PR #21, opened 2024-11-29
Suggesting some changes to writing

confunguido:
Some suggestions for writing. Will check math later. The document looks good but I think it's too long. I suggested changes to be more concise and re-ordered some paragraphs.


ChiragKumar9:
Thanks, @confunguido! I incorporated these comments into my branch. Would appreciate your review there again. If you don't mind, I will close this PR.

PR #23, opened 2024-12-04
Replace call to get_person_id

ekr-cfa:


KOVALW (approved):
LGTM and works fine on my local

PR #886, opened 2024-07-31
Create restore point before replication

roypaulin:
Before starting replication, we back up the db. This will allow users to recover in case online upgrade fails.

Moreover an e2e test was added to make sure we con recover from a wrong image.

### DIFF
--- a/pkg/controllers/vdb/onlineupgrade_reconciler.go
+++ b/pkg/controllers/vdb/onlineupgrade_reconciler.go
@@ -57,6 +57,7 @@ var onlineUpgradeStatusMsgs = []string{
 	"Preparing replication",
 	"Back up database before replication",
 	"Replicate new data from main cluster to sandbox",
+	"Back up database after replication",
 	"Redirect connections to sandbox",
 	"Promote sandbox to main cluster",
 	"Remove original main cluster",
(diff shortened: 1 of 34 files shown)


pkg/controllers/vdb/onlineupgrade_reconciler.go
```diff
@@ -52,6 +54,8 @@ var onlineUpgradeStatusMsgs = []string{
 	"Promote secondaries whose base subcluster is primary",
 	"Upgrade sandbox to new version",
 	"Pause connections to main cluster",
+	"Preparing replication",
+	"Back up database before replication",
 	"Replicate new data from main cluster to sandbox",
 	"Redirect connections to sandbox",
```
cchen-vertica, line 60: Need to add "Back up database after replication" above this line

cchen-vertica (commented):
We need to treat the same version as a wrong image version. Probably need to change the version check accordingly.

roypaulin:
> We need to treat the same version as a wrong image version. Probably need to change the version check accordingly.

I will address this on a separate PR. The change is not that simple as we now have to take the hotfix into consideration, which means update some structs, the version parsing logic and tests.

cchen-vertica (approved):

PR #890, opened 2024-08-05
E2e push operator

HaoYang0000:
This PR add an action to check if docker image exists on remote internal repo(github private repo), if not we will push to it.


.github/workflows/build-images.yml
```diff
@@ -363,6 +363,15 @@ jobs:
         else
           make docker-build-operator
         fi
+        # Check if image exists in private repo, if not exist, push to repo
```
··········
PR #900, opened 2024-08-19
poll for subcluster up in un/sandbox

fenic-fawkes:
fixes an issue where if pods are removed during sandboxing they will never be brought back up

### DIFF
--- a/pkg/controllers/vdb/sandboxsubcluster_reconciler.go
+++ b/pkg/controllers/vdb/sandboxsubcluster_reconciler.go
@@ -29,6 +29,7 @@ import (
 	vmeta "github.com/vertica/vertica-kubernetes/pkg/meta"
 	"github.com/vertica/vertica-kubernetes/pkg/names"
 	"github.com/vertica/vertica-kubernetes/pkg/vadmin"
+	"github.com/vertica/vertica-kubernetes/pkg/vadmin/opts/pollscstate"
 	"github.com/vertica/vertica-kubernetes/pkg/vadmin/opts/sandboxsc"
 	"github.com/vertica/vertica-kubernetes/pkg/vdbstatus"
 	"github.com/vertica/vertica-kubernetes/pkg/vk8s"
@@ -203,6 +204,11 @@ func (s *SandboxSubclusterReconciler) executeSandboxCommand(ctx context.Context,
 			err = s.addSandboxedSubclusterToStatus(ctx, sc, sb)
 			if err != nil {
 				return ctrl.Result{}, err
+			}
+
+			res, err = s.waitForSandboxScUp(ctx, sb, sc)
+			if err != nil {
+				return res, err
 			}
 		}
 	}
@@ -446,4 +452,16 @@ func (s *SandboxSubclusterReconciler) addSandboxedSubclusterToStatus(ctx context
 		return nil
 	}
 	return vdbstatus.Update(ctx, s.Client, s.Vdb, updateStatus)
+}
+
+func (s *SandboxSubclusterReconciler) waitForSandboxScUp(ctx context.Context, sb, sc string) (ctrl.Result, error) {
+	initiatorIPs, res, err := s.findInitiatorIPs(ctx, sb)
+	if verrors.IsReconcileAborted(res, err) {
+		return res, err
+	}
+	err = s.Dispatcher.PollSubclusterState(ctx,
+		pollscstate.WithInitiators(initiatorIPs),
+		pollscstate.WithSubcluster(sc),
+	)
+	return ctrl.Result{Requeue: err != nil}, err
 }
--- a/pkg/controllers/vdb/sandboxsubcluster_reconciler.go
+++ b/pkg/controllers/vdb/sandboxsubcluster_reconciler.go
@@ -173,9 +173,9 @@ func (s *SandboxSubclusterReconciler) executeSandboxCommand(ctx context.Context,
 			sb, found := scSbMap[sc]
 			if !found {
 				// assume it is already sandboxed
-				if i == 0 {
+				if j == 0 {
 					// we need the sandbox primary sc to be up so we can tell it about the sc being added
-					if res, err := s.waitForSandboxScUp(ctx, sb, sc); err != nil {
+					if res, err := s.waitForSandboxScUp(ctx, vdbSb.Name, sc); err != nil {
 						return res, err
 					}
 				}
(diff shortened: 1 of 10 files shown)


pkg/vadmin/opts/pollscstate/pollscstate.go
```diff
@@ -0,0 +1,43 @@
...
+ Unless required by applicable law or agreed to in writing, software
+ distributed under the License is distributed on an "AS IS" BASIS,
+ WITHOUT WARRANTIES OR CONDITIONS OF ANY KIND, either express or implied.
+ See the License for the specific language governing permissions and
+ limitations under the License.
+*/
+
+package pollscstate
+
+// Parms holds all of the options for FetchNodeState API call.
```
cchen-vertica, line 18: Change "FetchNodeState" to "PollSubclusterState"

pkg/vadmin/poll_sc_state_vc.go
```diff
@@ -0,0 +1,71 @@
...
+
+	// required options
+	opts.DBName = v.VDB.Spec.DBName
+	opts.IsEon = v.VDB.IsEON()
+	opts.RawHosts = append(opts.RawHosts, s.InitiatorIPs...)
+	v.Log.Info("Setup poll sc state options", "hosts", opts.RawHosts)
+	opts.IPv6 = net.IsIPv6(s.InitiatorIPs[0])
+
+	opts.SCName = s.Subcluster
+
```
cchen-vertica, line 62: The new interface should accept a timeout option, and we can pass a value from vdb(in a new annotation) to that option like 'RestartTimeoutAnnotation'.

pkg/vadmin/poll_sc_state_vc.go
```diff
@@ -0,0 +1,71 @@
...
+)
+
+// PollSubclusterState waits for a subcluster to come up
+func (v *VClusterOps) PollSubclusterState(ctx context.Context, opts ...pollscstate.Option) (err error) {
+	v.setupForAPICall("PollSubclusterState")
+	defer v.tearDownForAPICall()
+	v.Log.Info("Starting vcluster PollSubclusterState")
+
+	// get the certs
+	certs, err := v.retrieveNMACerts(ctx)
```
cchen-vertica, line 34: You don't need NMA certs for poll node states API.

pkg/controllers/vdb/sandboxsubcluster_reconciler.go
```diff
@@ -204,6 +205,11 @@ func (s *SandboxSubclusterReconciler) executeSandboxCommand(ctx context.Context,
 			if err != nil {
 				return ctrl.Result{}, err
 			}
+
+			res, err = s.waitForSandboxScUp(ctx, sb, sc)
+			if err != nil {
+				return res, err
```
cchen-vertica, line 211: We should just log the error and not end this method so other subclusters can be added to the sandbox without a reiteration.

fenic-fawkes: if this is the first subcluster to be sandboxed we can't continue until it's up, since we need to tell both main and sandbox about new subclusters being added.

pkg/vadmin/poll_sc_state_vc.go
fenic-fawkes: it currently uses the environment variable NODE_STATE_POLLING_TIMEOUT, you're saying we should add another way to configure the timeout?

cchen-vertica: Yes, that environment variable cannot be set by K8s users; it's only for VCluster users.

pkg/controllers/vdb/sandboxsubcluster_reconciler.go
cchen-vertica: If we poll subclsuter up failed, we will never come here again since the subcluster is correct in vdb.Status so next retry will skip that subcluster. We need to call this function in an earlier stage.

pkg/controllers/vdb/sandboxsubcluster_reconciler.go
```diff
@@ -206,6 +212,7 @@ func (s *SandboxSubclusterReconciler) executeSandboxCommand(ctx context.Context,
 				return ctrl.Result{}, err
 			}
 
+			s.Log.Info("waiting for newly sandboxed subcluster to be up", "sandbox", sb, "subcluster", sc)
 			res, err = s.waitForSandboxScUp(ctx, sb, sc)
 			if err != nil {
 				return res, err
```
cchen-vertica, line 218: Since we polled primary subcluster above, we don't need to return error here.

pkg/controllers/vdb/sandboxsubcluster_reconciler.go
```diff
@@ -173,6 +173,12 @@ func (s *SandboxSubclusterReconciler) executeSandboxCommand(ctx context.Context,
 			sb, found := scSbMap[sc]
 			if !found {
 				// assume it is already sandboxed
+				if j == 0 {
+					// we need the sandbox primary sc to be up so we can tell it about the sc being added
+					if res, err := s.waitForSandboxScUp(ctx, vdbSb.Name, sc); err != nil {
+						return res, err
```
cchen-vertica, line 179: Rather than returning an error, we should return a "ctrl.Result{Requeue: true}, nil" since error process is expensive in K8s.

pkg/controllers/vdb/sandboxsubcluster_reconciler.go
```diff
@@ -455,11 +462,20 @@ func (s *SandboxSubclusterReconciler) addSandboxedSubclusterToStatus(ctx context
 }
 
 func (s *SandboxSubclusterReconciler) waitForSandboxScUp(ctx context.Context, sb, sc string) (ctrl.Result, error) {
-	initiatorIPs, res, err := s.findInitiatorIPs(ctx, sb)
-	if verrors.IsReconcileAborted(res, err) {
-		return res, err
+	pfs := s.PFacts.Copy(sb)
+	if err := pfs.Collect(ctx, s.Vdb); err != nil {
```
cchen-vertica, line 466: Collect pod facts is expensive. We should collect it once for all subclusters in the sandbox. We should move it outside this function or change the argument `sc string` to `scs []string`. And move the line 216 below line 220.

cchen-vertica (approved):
··········
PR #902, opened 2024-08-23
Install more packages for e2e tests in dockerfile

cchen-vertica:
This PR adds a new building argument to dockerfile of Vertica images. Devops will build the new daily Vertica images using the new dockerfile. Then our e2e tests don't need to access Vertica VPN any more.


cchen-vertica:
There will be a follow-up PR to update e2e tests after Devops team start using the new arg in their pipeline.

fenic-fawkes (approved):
··········
Work request:
Please find every line in the listing that holds the string "Requeue" and copy it.

Task output:
+	return ctrl.Result{Requeue: err != nil}, err
cchen-vertica, line 179: Rather than returning an error, we should return a "ctrl.Result{Requeue: true}, nil" since error process is expensive in K8s.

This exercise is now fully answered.